The woman’s voice held an accusatory tone and Mackenna bristled under it.

“Enough,” Mackenna spoke sharply. “Tallulah, I understand you’re trying to protect your daughter and I told Alessandro I would support him tonight and be here and answer whatever questions you had because of the damn tabloids but I will not have you attack him just because you think you have the right to know what goes on in our personal relationship. I’m done.” Alessandro gave her hand a warning squeeze, but she shook her head.

“No, Alessandro, it’s not right. You want to know what kind of many your daughter will be working for, let me tell you. Today I listened to a model tell me when he discovered she had an eating disorder, he pulled her from the runway, paid her medical bills, got her to counselling, and helped her get healthy with lots of love and support.
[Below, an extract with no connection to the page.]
PR #3066, opened 2026-04-13
apps/landingpage: Make USP blocks clickable

shn-liqd:


glanzel (changes requested):
Could be merged after the linter errors are solved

His design assistant is a beloved treasure here in Phoenix as a young drag queen and I watched today as Alessandro treated him as a peer and an equal, took him seriously and treated him with respect. He donated a ton of his own money to the hospital ward where his protégé was being treated because he was amazed at the good work they do. He paid all of Dulce’s medical bills out of his own pocket because it was the right thing to do. He is patient and kind and loving. He has a strong good heart and, despite the things happening in our marriage, I love him. Yes, we are living apart right now but we are both healing after many losses and upheavals. I am grateful I am blessed with a husband who will wait for me to recover without pressuring me or giving me deadlines. He wants to collaborate with your daughter because he respects her drive, determination, and her spunk. Do you know how many models would be thrilled to work under Alessandro Giordano, scandal, or no scandal? You have been nothing but disrespectful, insinuating he’s going to seduce her or treat her poorly because you’re basing your opinions on garbage you read in a tabloid and then you sit here and try to goad us both into revealing things which are none of your damn business. You’re worse than the tabloids. Shame on you!” She pushed her water glass away, “I need a minute.”

She stood up and walked in the direction of the bathroom, feeling the surprised and stunned expressions of four pair of eyes following her as she stomped away.